What will happen things like the Nobel prize when computers are intelligent enough to conduct research. Will the team who created the machine get the prize? The machine?
To what extent should the ethics and morals of a person be taken into consideration when considering someone for public office. Many figures that are often seen as great in history where sexist, racist, alcoholics, adulterers and yet should this matter if they are highly effective?
America seemed very worried about not having their currency pegged to gold in the mid 1900’s and thought that if they weren’t pegged to it people wouldn’t trust their currency enough. This doesn’t seem to have been an issue after the collapse of the gold standard. Why did they think this so strongly and why were they wrong?

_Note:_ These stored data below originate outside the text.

PR #339, opened 2024-10-21
[REG-2127] Implement SimulationInterface.

batu:
This PR is to allow Runespawn to use the mouse simulation API by updating the prompt.

It exposes two public functions in MouseEventSender.cs:

[Python Side PR.](https://github.com/Regression-Games/Runespawn/pull/15)

```csharp
public static void SendMouseEvent(Vector2 mouseScreenPosition,
                                  bool leftButton=false,
                                  bool middleButton=false,
                                  bool rightButton=false,
                                  bool forwardButton=false,
                                  bool backButton=false,
                                  Vector2 scroll = default)
```

and 

```csharp
public static void SendMouseEvent(Transform mouseTarget,
                                  bool leftButton=false,
                                  bool middleButton=false,
                                  bool rightButton=false,
                                  bool forwardButton=false,
                                  bool backButton=false,
                                  Vector2 scroll = default)
```

This is to make it easier for the LLM to write code that clicks on transforms.

Example video:

https://github.com/user-attachments/assets/f0007fa5-d928-411c-a07c-af4373b71141

Example Code:
[BotTester.txt](https://github.com/user-attachments/files/17466130/BotTester.txt)


src/gg.regression.unity.bots/Runtime/Scripts/StateRecorder/MouseEventSender.cs
```diff
@@ -366,7 +366,63 @@ public static void SendMouseEvent(int replaySegment, MouseInputActionData mouseI
...
+        {
+            Vector2 screenPosition = Camera.main.WorldToScreenPoint(mouseTarget.position);
+            #if ENABLE_LEGACY_INPUT_MANAGER
+            SendMouseEventLegacy(screenPosition, Vector2.zero, scroll, leftButton, middleButton, rightButton, forwardButton, backButton);
+            #else
+            var screenWidth = Screen.width;
+            var screenHeight = Screen.height;
+            var normalizedPosition = new Vector2(screenPosition.x / screenWidth, screenPosition.y / screenHeight);
+            SendRawPositionMouseEvent(0, normalizedPosition, leftButton, middleButton, rightButton, forwardButton, backButton, scroll);
+            #endif
```
vontell, line 397: I'd just have this call your other function? It seems like the code is identical except that it gets the position of the transform first, which you could pass into the other function.

vontell (changes requested):

src/gg.regression.unity.bots/Runtime/Scripts/StateRecorder/MouseEventSender.cs
```diff
@@ -366,7 +366,63 @@ public static void SendMouseEvent(int replaySegment, MouseInputActionData mouseI
...
+        /// <param name="scroll">Simulates mouse scroll wheel movement.</param>
+        public static void SendMouseEvent(Transform mouseTarget,
+                                          bool leftButton=false,
+                                          bool middleButton=false,
+                                          bool rightButton=false,
+                                          bool forwardButton=false,
+                                          bool backButton=false,
+                                          Vector2 scroll = default)
+        {
+            Vector2 screenPosition = Camera.main.WorldToScreenPoint(mouseTarget.position);
```
RG-nAmKcAz, line 389: This needs a bit more processing.  The transform position of an object is seldomly the 'center' of that object.

We have code for determining that center already in `MouseEventSender.SendMouseEvent` that you can lift / use as a reference

src/gg.regression.unity.bots/Runtime/Scripts/StateRecorder/MouseEventSender.cs
```diff
@@ -366,7 +366,63 @@ public static void SendMouseEvent(int replaySegment, MouseInputActionData mouseI
...
+        /// Simulates a mouse event at the specified screen position. Bottom left is (0,0) and top right is (Screen.width, Screen.height).
+        /// </summary>
+        /// <param name="mouseScreenPosition">The screen coordinates where the mouse event will be simulated.</param>
+        /// <param name="leftButton">Simulates left mouse button press if true.</param>
+        /// <param name="middleButton">Simulates middle mouse button press if true.</param>
+        /// <param name="rightButton">Simulates right mouse button press if true.</param>
+        /// <param name="forwardButton">Simulates forward mouse button press if true.</param>
+        /// <param name="backButton">Simulates back mouse button press if true.</param>
+        /// <param name="scroll">Simulates mouse scroll wheel movement.</param>
+        public static void SendMouseEvent(Vector2 mouseScreenPosition,
```
RG-nAmKcAz, line 410: This already exists as `SendRawPositionMouseEvent`, let's avoid creating another method for it.

src/gg.regression.unity.bots/Runtime/Scripts/StateRecorder/MouseEventSender.cs
```diff
@@ -366,7 +366,63 @@ public static void SendMouseEvent(int replaySegment, MouseInputActionData mouseI
...
+                                          bool forwardButton=false,
+                                          bool backButton=false,
+                                          Vector2 scroll = default)
+        {
+            #if ENABLE_LEGACY_INPUT_MANAGER
+            SendMouseEventLegacy(mouseScreenPosition, Vector2.zero, scroll, leftButton, middleButton, rightButton, forwardButton, backButton);
+            #else
+            var screenWidth = Screen.width;
+            var screenHeight = Screen.height;
+            var normalizedPosition = new Vector2(mouseScreenPosition.x / screenWidth, mouseScreenPosition.y / screenHeight);
```
RG-nAmKcAz, line 423: I don't understand this logic.  It looks like it is computing a fractional percentage of the screen dimensions for the mouse instead of just sending the coordinates ?

Send Raw Position mouse event already expects the mouse position in terms of the width/height.  This code doesn't seem like it creates the correct mouse inputs

RG-nAmKcAz (changes requested):

src/gg.regression.unity.bots/Runtime/Scripts/StateRecorder/MouseEventSender.cs
batu: For coding practices 100%. The reason why it is just as a repeat method with the same name is to make it easier for the LLM. I wanted it to be 'There is a SendMouseEvent function, you can either pass in a transform or pixel position, either does something sensible.`

@RG-nAmKcAz @vontell On second thought it might be potentially better to create a separate LLMInterface script that can contain both this and KeyboardInput. Then we can just give this public API to runespawn, and it will be much easier to maintain. I will create a new task for the next PR to combine the two if no one objects.

src/gg.regression.unity.bots/Runtime/Scripts/StateRecorder/MouseEventSender.cs
batu: I spent a good amount of time but wasn't able to do this cleanly.

Initially I tried calculating the 
- bestObject.screenSpaceBounds
- whether something is the worldSpaceObject
- and possibleObjects, but it took me a long time to understand what possibleObjects are

so I switched to calling FindBestClickObject.

However, that lead me to requiring `transforms`. Which I believe I can get via objectFinders, which I can get through `var FindObjectsByType<ObjectFinder>(FindObjectsSortMode.None);` but that requires coupling this static class to a monobehavior.FindObjectsByType call and now think I am doing something wrong.

Can you give me a bit more context on what would be the best way to do this?

src/gg.regression.unity.bots/Runtime/Scripts/StateRecorder/MouseEventSender.cs
batu: Fixed. It was wrong. When I was reading the code I understood it correctly. It would be helpful if we at least add input/return type docs especially for things like this.

src/gg.regression.unity.bots/Runtime/Scripts/StateRecorder/MouseEventSender.cs
batu: @RG-nAmKcAz pinging here.

src/gg.regression.unity.bots/Runtime/Scripts/StateRecorder/MouseEventSender.cs
RG-nAmKcAz: We aren't in a rush to release this, so I would like it cleaned up in this PR where the feedback was given instead of deferred to later.  I don't want to introduce new public methods to the SDK that effectively duplicate the functionality of existing methods.

src/gg.regression.unity.bots/Runtime/Scripts/StateRecorder/MouseEventSender.cs
RG-nAmKcAz: ... taking a look...

src/gg.regression.unity.bots/Runtime/Scripts/StateRecorder/MouseEventSender.cs
batu: @RG-nAmKcAz Okay, I will create the llm interface in this PR.

src/gg.regression.unity.bots/Runtime/Scripts/StateRecorder/MouseEventSender.cs
RG-nAmKcAz: @batu

Ultimately all that code I sent you to look at in the prior comments... uses the transforms found for the current frame.

Specifically it uses the `screenSpaceBounds` for the status of each found transform.  Said `screenSpaceBounds` are set in this code from `TransformObjectFinder`.



```csharp
var bounds = SelectBoundsForTransform(mainCamera, screenWidth, screenHeight, theTransform);
tStatus.screenSpaceBounds = bounds.Item1;
tStatus.screenSpaceZOffset = bounds.Item2;
tStatus.worldSpaceBounds = bounds.Item3;
```


So ultimately, your code should be .... 

```csharp
var boundsInfo = TransformObjectFinder.SelectBoundsForTransform(Camera.main, Screen.width, Screen.height, mouseTarget);
var ssBounds = boundsInfo.Item1;
if (ssBounds.HasValue)
{
    Vector2 screenPosition = ssBounds.Value.center;
    // do your action
}
else
{
    // error where object transform isn't on screen
}
```

batu: sweet thank you

src/gg.regression.unity.bots/Runtime/Scripts/StateRecorder/MouseEventSender.cs
```diff
@@ -29,6 +29,7 @@ public static class MouseEventSender
 
         private static InputDevice _virtualMouse;
 
+        private static ObjectFinder[] _objectFinders;
```
vontell, line 32: Looks like this isn't used?

vontell (changes requested):
One small nit

batu:
This PR is totally redone. Now, it implements SimulationInterface which exposes all the functions that our LLM written agent should use.

The video shows:
1. Typing "Hello".
2. Click on an transform. (color change)
3. Click on a screen space. (Spawn ball)
4. Click and drag. (Adding force)

https://github.com/user-attachments/assets/720fe074-dfe9-4ea5-9bcc-1c379f1f1b8e

src/gg.regression.unity.experimental.runespawn/Editor/Runtime/SimulationInterface.cs
```diff
@@ -0,0 +1,133 @@
...
+    public static void SendMouseEvent(Vector2 mouseScreenPosition,
+                                      bool leftButton=false,
+                                      bool middleButton=false,
+                                      bool rightButton=false,
+                                      bool forwardButton=false,
+                                      bool backButton=false,
+                                      Vector2 scroll = default)
+    {
+        #if ENABLE_LEGACY_INPUT_MANAGER
+        MouseEventSender.SendMouseEventLegacy(mouseScreenPosition, Vector2.zero, scroll, leftButton, middleButton, rightButton, forwardButton, backButton);
```
RG-nAmKcAz, line 101: `SendRawPositionMouseEvent` already calls this. If you test this on a legacy input game, you will probably see double mouse events as currently coded

src/gg.regression.unity.bots/Runtime/Scripts/StateRecorder/MouseEventSender.cs
```diff
@@ -366,11 +365,10 @@ public static void SendMouseEvent(int replaySegment, MouseInputActionData mouseI
             }
 
             SendRawPositionMouseEvent(replaySegment, normalizedPosition, mouseInput.leftButton, mouseInput.middleButton, mouseInput.rightButton, mouseInput.forwardButton, mouseInput.backButton, mouseInput.scroll);
-
         }
 
 #if ENABLE_LEGACY_INPUT_MANAGER
-        private static void SendMouseEventLegacy(Vector2 position, Vector2 delta, Vector2 scroll,
+        public static void SendMouseEventLegacy(Vector2 position, Vector2 delta, Vector2 scroll,
```
RG-nAmKcAz, line 371: This should stay private, it is called internally from sendrawposition mouseevent

src/gg.regression.unity.experimental.runespawn/Editor/Runtime/SimulationInterface.cs
```diff
@@ -0,0 +1,133 @@
...
+    /// Initializes the simulation interface.
+    /// </summary>
+    /// <param name="monoBehaviour">The MonoBehaviour instance to use for coroutine execution.</param>
+    /// <remarks>
+    /// This method performs the following initializations:
+    /// 1. Starts the RGLegacyInputWrapper simulation.
+    /// 2. Initializes the KeyboardEventSender.
+    /// 3. Initializes the virtual mouse for MouseEventSender.
+    /// </remarks>
+    public static void Initialize(MonoBehaviour monoBehaviour)
```
RG-nAmKcAz, line 21: This should also have some sort of teardown method to undo the setup steps from this Initialize method

RG-nAmKcAz (changes requested):

vontell (commented):
Nothing in addition to Zack's comments, will take a look again once those are addressed.

src/gg.regression.unity.experimental.runespawn/Editor/Runtime/SimulationInterface.cs
batu: @RG-nAmKcAz I tested it with both `Both and Input Manager (Old)`. Is this sufficient to switch? It sends the correct number clicks with that change in both.

Either way switched to only using `SendRawPositionMouseEvent`

src/gg.regression.unity.experimental.runespawn/Editor/Runtime/SimulationInterface.cs
batu: Added a teardown method, mostly mirroring it from BotSegmentsPlaybackController.Stop(). 

Currently, we regain control of mouse and keyboard after calling Teardown.

RG-nAmKcAz (approved):

batu:
Tested mouse on Match3, and keyboard simulation on MicroPlatformer.

batu:
@vontell Addressed Zack's comments. PTAL when you have a mo

vontell (approved):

Are there any fields at the moment that are like early games of chance or attempts at talking about risk. For example early dice games had sides with different sizes but had the same payoffs, expected value would show that you should always bet on the largest side every time and yet people didn’t do this. They didn’t even look at records of dice throws and see that some sides came up more than others, partially because they didn’t have the concept of probability. Are there things now where we are simply lacking the right framework for but will seem trivial in the future? It seems less likely with the advent of the scientific method but there could still be some.
Why do we get offended? Is it a worry there may be some truth in a claim or could it be anger that someone could believe something so different. Do we get offended as we are scared about the ramifications of a belief?
Many people use an argument along the lines of X is very different to what our hunter gatherer ancestors would have done and so we are not very well equipped to do X. How applicable is this argument really, I feel like it may be overused but have little knowledge if I’m correct.
(Similar vein to PG what we can’t say essay) What ideas are people getting religious about and what may be the opportunities if these are wrong. Zeal tends to over hype something almost necessarily overselling the benefits and so it would seem that there are opportunities to bet against it.
it seems strange to me that much of the fiction we regard as the best in history was written as instalments for magazines or as an old equivalent of soaps. Why is this and am I wrong that this is the correct view. [examples, much of dickens, wilde were written in instalments for magazines, Tolstoy wrote his books in many parts, something that I’m not really aware of happening today, Shakespeare’s plays seem to be old versions of soap operas, I admit to this being my weakest held view as I haven’t dug that far into the claim.]